3) Il bilanciamento di cui al punto 1, secondo studi e calcoli dell’ ISPRA, sarebbe perfettamente praticabile: l’Italia deve installare entro il 2030, per ridurre del cinquantacinque per cento le emissioni di gas climalteranti, 70 GigaWatt di nuova potenza energetica da fonti rinnovabili: utilizzando i tetti ( esclusi quelli dei centri storici) e le aree già impermeabilizzate si potrebbe generare una potenza dal solo fotovoltaico compresa tra 59 e 77 GigaWatt. Viene il dubbio che l’ insistenza sulle centrali eoliche a impatto ambientale negativo non discenda da necessità energetiche ma dalla persistenza delle dinamiche del sistema da superare per garantirci la sopravvivenza.
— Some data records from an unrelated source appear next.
PR #9547, opened 2026-06-30
Perf/div evm workload data

alexanderlhicks:


alexanderlhicks:
quite happy to potentially just merge a script that fetches such data and runs some analysis, but maybe it's useful to just have this locally for now?

pirapira:
~I guess in the repo is better. Useful when other people want to bench their modifications.~ For this size I think it's okay to have it in the repo.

4) Le esigenze energetiche vanno discusse e ridefinite se vogliamo uscire dal vicolo cieco: non potremmo evitare di produrre l’ energia che genera tutte le merci dall’ obsolescenza programmata ( chi non ha mai visto nelle nostre fiumare o nei fondali dei nostri mari, lavatrici, frigoriferi, forni a microonde e altri elettrodomestici defunti senza ricevere le dovute onoranze funebri? ) e quella destinata a incrementare a dismisura l’ inquinamento luminoso notturno ?
5) Come è stato osservato da Giovanni Carrosio, un altro problema da sollevare a proposito degli sfregi eolici di montagne e colline, cioè delle ferite inferte da grandi centrali scollegate dai contesti locali sui quali come abbiamo visto hanno solo ricadute negative, è quello della colonizzazione ulteriore delle aree interne da parte delle città per l’ accaparramento delle risorse energetiche.
Come si vede la carne al fuoco non manca, ed è proprio quello che ci voleva dopo una lunga dieta a base di superficiali luoghi comuni.